__Task goal__: Your task is to repeat the records exactly from the line containing "Clock Mini Calendar" onward, through the final line.

•••••

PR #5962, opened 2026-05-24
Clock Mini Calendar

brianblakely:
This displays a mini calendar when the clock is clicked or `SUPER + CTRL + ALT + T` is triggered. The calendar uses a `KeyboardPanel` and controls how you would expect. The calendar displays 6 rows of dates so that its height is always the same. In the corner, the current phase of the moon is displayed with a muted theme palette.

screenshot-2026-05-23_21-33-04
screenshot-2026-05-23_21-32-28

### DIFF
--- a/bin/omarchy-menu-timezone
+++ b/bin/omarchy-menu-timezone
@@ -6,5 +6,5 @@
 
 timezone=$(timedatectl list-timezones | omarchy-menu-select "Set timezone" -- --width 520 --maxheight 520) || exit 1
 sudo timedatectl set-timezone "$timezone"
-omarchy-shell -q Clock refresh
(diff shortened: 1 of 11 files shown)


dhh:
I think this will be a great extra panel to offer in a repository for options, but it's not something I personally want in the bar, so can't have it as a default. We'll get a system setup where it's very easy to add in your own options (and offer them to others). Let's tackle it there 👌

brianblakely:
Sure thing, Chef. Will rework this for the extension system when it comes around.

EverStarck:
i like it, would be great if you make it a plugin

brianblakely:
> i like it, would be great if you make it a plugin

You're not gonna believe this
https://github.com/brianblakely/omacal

•••••

__Exercise answer__:
Clock Mini Calendar

brianblakely:
This displays a mini calendar when the clock is clicked or `SUPER + CTRL + ALT + T` is triggered. The calendar uses a `KeyboardPanel` and controls how you would expect. The calendar displays 6 rows of dates so that its height is always the same. In the corner, the current phase of the moon is displayed with a muted theme palette.

screenshot-2026-05-23_21-33-04
screenshot-2026-05-23_21-32-28

### DIFF
--- a/bin/omarchy-menu-timezone
+++ b/bin/omarchy-menu-timezone
@@ -6,5 +6,5 @@
 
 timezone=$(timedatectl list-timezones | omarchy-menu-select "Set timezone" -- --width 520 --maxheight 520) || exit 1
 sudo timedatectl set-timezone "$timezone"
-omarchy-shell -q Clock refresh
(diff shortened: 1 of 11 files shown)


dhh:
I think this will be a great extra panel to offer in a repository for options, but it's not something I personally want in the bar, so can't have it as a default. We'll get a system setup where it's very easy to add in your own options (and offer them to others). Let's tackle it there 👌

brianblakely:
Sure thing, Chef. Will rework this for the extension system when it comes around.

EverStarck:
i like it, would be great if you make it a plugin

brianblakely:
> i like it, would be great if you make it a plugin

You're not gonna believe this
https://github.com/brianblakely/omacal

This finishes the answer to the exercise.